Your husband, your friends feel, that you "look up." You are an educated adult.... with children and a career but for some reason you don't have the attention span to look at a ball? "Joan you you looked up…you need to keep your head down……" (Grrrrrrrrrr…….why did I marry this man?) I am amazed that more women don't pull an Elin Woods at this point. =)
This cycle goes on forever. The answer? As long as you think "I am looking up" and "Keep my head down " it's never going to get any better. How about that? I am not being helpful so far? …read on.
So when you teach a child to ride a bike at some point you plant a foot in the ground and push and the bike and your child goes forwards. Right? Success. You are planted on the ground and it has wheels so off your child goes to skin her knees. It's Newtons 1st. "An object at rest will remain at rest unless acted on by an unbalanced force. " That little golf club of yours that seems like nothing in your hands ….when it's going 90 miles an hour it acts like the ground and you act like the bike and forces you and your head up. (At least on the golf course you don't skin your knees. =)
Trying to hold your head down or trying to do some simple mechanical thing will never overcome that the club is too "heavy " and is pushing you up and out of the shot. Until you change the real cause you will always be getting pushed around.
Thin to win?" Nope. That's a bunch of crap. Thin means your clubs act "heavy" and you missed it.
I keep saying "heavy." This is where clients usually object heartily with comments like "But last year I paid $200 for a lighter shaft in my driver!" Odds are that made your situation worse. "Heavy" doesn't mean gross weight but the way it swings. The way a club is assembled determines if it is heavy based on the location of the balance point. If a 320 gram driver is built one way it can be VERY heavy. The same 320 gram driver built differently can be light. All the golf club feels until it hits the ball is itself rotating around YOU.
You can experience this very simply. Take your driver and hold it in one hand horizontal to the ground and walk around the kitchen with it for a few minutes. Very heavy right? Now grip down about 6 inches and you reduce the balance point length. See how much lighter it is? That is the MOI getting less.
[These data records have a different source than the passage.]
PR #51, opened 2021-03-19
Feature/rm 7706 create TypeScript utility class for complex jQuery constructs

a-ctor:


Remotion/Web/ClientScript/Scripts/Utilities.ts
```diff
@@ -200,6 +200,52 @@ class ArgumentUtility
     ArgumentUtility.CheckNotNull(name, value);
     ArgumentUtility.CheckTypeIsJQueryObject(name, value);
   };
+
+  // Resolves any provided css selector, checks the element for null and returns it.
+  public static ResolveCssSelectorOrElement<TElement extends Element> (selectorOrElement: CssSelectorOrElement<TElement>, context?: ParentNode): TElement
```
MichaelKetting, line 205: Um, you just added this to the existing ArgumentUtility class.

Remotion/Web/ClientScript/Scripts/Utilities.ts
```diff
@@ -200,6 +200,52 @@ class ArgumentUtility
...
+  {
+    if (TypeUtility.IsString(selectorOrElement))
+    {
+      const queryContext = context ? context : document;
```
MichaelKetting, line 209: A stylistic quirk: `window.document`. I try to avoid using single-word members, so I use `window.document` instead of `document`. The dot in the reference is just something that helps me when reading code that refers to global state.

Remotion/Web/ClientScript/Scripts/Utilities.ts
MichaelKetting: Naming: `ResolveSingleElementOrCssSelector` and `ResolveUnboundedElementsOrCssSelector` or perhaps `ResolveMultipleElementsOrCssSelector`.  Reasoning: making it obvious if we're going for the single or the multiple variant.

There's still the question if `Resolve` is the best term for this. Do we resolve the element? I know we resolve the selector. But it just feels odd.

Remotion/Web/ClientScript/Scripts/Utilities.ts
```diff
@@ -200,6 +200,52 @@ class ArgumentUtility
...
+      return selectorOrElement;
+    }
+    else
+    {
+      throw ('Error: The type of parameter "selectorOrElements" is "' + (typeof selectorOrElement) + '" but "string" or "object" was expected.');
+    }
+  }
+
+  // Resolves any provided css selector, and returns the found elements as an array.
+  public static ResolveCssSelectorOrElements<TElement extends Element> (selectorOrElements: CssSelectorOrElements<TElement>, context?: ParentNode): TElement[]
```
MichaelKetting, line 228: Question (also affects the naming issue from above): Do we a) actually have a case where we want to pass a list of elements instead of a css selector? Maybe the either/or variant is only for single-valued results.

Remotion/Web/ClientScript/Scripts/Utilities.ts
```diff
@@ -200,6 +200,52 @@ class ArgumentUtility
...
+      return resolvedElement;
+    }
+    else if (TypeUtility.IsObject(selectorOrElement))
+    {
+      ArgumentUtility.CheckNotNull("selectorOrElement", selectorOrElement);
+      return selectorOrElement;
+    }
+    else
+    {
+      throw ('Error: The type of parameter "selectorOrElements" is "' + (typeof selectorOrElement) + '" but "string" or "object" was expected.');
```
MichaelKetting, line 223: Should there be a special case for NULL?

MichaelKetting (changes requested):

Remotion/Web/ClientScript/Scripts/Utilities.ts
a-ctor: Do you want the element resolving on another utility? I put it in the `ArgumentUtility` because it is used at the beginning of a method together with other argument checks:

```js
function test(selectorOrElement, key) {
  const element = ArgumentUtility.ResolveCssSelectorOrElement(selectorOrElement);
  ArgumentUtility.CheckIsString("key", key)
}
```

I know that it looks a little bit out of place, but since it also does argument checking I think it is a better solution than to have a Resolve utility and need to do argument checks after.

a-ctor: I also do not like the naming 100%. It resolves the css selector part, otherwise (except from a null check) it returns the specified element.

Remotion/Web/ClientScript/Scripts/Utilities.ts
a-ctor: I am not yet sure if we have a case where multiple elements are selected. Most occurrences will be single-element only but there might be some that do have multiple elements. Therefore, I would add it for now and remove it when it is not used after jQuery has been removed

Remotion/Web/ClientScript/Scripts/Utilities.ts
a-ctor: `null` is handled in the `object` case. It is important to remember that in JS `typeof undefined === "undefined"` but `typeof null === "object"`. So `null` is just a special case of object. If a value is `=== typeof "string"` it cannot be `null`. In this case the null value is therefore handled in the second case.

Remotion/Web/ClientScript/Scripts/Utilities.ts
```diff
@@ -363,4 +409,15 @@ class WebServiceUtility
         }
       });
   };
+}
+
+class LayoutUtility {
```
iam-mholle, line 414: What about `.outerHeight(true)`? This would be `.offsetHeight` with the margin, right?

Remotion/Web/ClientScript/Scripts/Utilities.ts
MichaelKetting: Resolving and argument checks should be separate tasks. Resolving should be a separate utility. => 2 calls at the start of the method. But then the resolve method could perhaps live without the argument check given we use typescript.

The argument check also tells you the name of the argument which failed, so this information would then be missing.

MichaelKetting: Naming: we probably need to discuss some options to find the right one.

Remotion/Web/ClientScript/Scripts/Utilities.ts
MichaelKetting: okay. So basically this oculd mean we do a global update after we 're done to cleanup and use the "right" name for what's left over?

Remotion/Web/ClientScript/Scripts/Utilities.ts
MichaelKetting: I was thinking in terms of argument checking  / providing a clear error message that something's NULL. It may be that `(typeof NULL)` already prints something kind of OK, but the argument utility is more precise.

Remotion/Web/ClientScript/Scripts/Utilities.ts
a-ctor: Yes we can do that. And if the multiple element resolver method is not used we can remove it then.

Remotion/Web/ClientScript/Scripts/Utilities.ts
a-ctor: Naming: I would suggest `ElementResolverUtility` with `ResolveSingleElementCssSelector` and `ResolveMultipleElementCssSelector` (note the missing "or" - otherwise the method it seems like it needs to resolve the element and not the css selector)

> But then the resolve method could perhaps live without the argument check given we use typescript.

I don't think I understand what you mean.

Remotion/Web/ClientScript/Scripts/Utilities.ts
a-ctor: I think I did not explain my point well enough. A `null` value won't ever be handled in this `else` branch. This is because `null` has the type `object` and is already handled in the `else if (TypeUtility.IsObject(selectorOrElements))` case. The `ArgumentUtility` is used there to check for `null` values.

MichaelKetting: Ah, okay. And since the Resolve-method already does not accept nullable as long as you're typesafe, there's no issue here.

Remotion/Web/ClientScript/Scripts/Utilities.ts
MichaelKetting: Hmm...How about we just drop the CssSelector and make this `ResolveSingle` and `ResolveMultiple`. The `Element` we already have in the type so that's taken care of.

MichaelKetting: > I don't think I understand what you mean.

As long as you use TypeScript, you can't pass a nullable argument value into the `Resolve` method. Therefor, we may not need to use argument checks inside the `Resolve` methods. We do use argument checks at the call sites because we get the css selectors passed down from c# and want to make sure nothing slips through.

a-ctor: I have left the arg checks in the method, since they can catch some usages errors. Normally, the calling method does a null check before using the resolver, thus never causing the resolve method to throw. This prevents the resolve method from returning a nullable element, which would need an additional argument check on the call side.

so now:
```js
function test(selectorOrElement) {
  ArgumentUtility.CheckNotNull("selectorOrElement", selectorOrElement);
  const element = ElementResolve.ResolveSingle(selectorOrElement); // is always below the arg checks
  ...
}
```

Remotion/Web/ClientScript/Scripts/Utilities.ts
```diff
@@ -363,4 +363,75 @@ class WebServiceUtility
...
+      const queryContext = context ? context : window.document;
+      const resolvedElement = queryContext.querySelector(selectorOrElement) as TElement;
+      if (!resolvedElement)
+        throw ('Error: Cannot find an element specified by selector "' + selectorOrElement + '".');
+
+      return resolvedElement;
+    }
+    else if (TypeUtility.IsObject(selectorOrElement))
+    {
+      ArgumentUtility.CheckNotNull("selectorOrElement", selectorOrElement);
```
MichaelKetting, line 384: Please move the argumentcheck to the beginning of the method. NULL's never an option.

Remotion/Web/ClientScript/Scripts/Utilities.ts
```diff
@@ -363,4 +363,75 @@ class WebServiceUtility
...
+    else
+    {
+      throw ('Error: The type of parameter "selectorOrElements" is "' + (typeof selectorOrElement) + '" but "string" or "object" was expected.');
+    }
+  }
+
+  // Resolves any provided css selector, and returns the found elements as an array.
+  public static ResolveMultiple<TElement extends Element> (selectorOrElements: CssSelectorOrElements<TElement>, context?: ParentNode): TElement[]
+  {
+    if (TypeUtility.IsString(selectorOrElements))
```
MichaelKetting, line 396: Please move the argumentcheck to the beginning of the method. NULL's never an option.

MichaelKetting (changes requested):

Remotion/Web/ClientScript/Scripts/Utilities.ts
MichaelKetting: Added my review comment before I saw this mention.  Don't think my review contradicts the latest comment.

MichaelKetting (approved):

So. Lose all the things your husband has ever chirped at you about keeping your head down and do one these three things……
1)Have the club you are hitting adjusted for a lower balance point (which also makes it go faster.). If you don't want to change the total weight of the club then some weight needs to come out of the head and that amount of weight needs to get added to the grip end. This little move changes the center of balance so the club is MOI lighter and it works like a champ.
2)If you are afraid to pull weight out of the head then you can add a weight down the shaft but on the grip end of things to change that balance. Most players use the " Tour Lock Pro." To a point with most players this will add distance as the lighter feel makes you accelerate the club faster yet since the club weighs a little more it has more punch in it. Link at Tourlockgolf.com.
3)Swing "Bigger and smoother." There is a swing size for every club. This is why big dudes on tour like Vijay Singh and Ernie Els swing so smooth. If the size of your arc is too small then accelerating it late or in a small arc will blow you up out of the shot. That is why people hit chips and pitches thin. Too big is "fat" as you generate too much power for the club and it is "light" and gets driven into the ground.
Ok? It is simple to test if your clubs are heavy or light. Here is how you help the club repair guys. For starters every club is different. NEVER let someone treat/ adjust your clubs as a set. Depending upon how they are spined or glued together they will each react differently. What you can do yourself is a lie angle test hitting balls marked with a Sharpie. Draw a heavyish line on a range ball or your ball on the course and immediately set it up vertical and hit it. It should leave a mark on the face of your club. The location of the mark reveals the physics of the club. If it is low on the face the club is too heavy. If it is high on the face the club is light and you are driving it too deep into the ground. If it marks on the toe your club is too long (yes, too long) and if it marks heel side it is too short. If it marks all over your club is wonky and needs to be correctly spined.
Don't do the Elin Woods thing with your hubby btw....he's a good guy.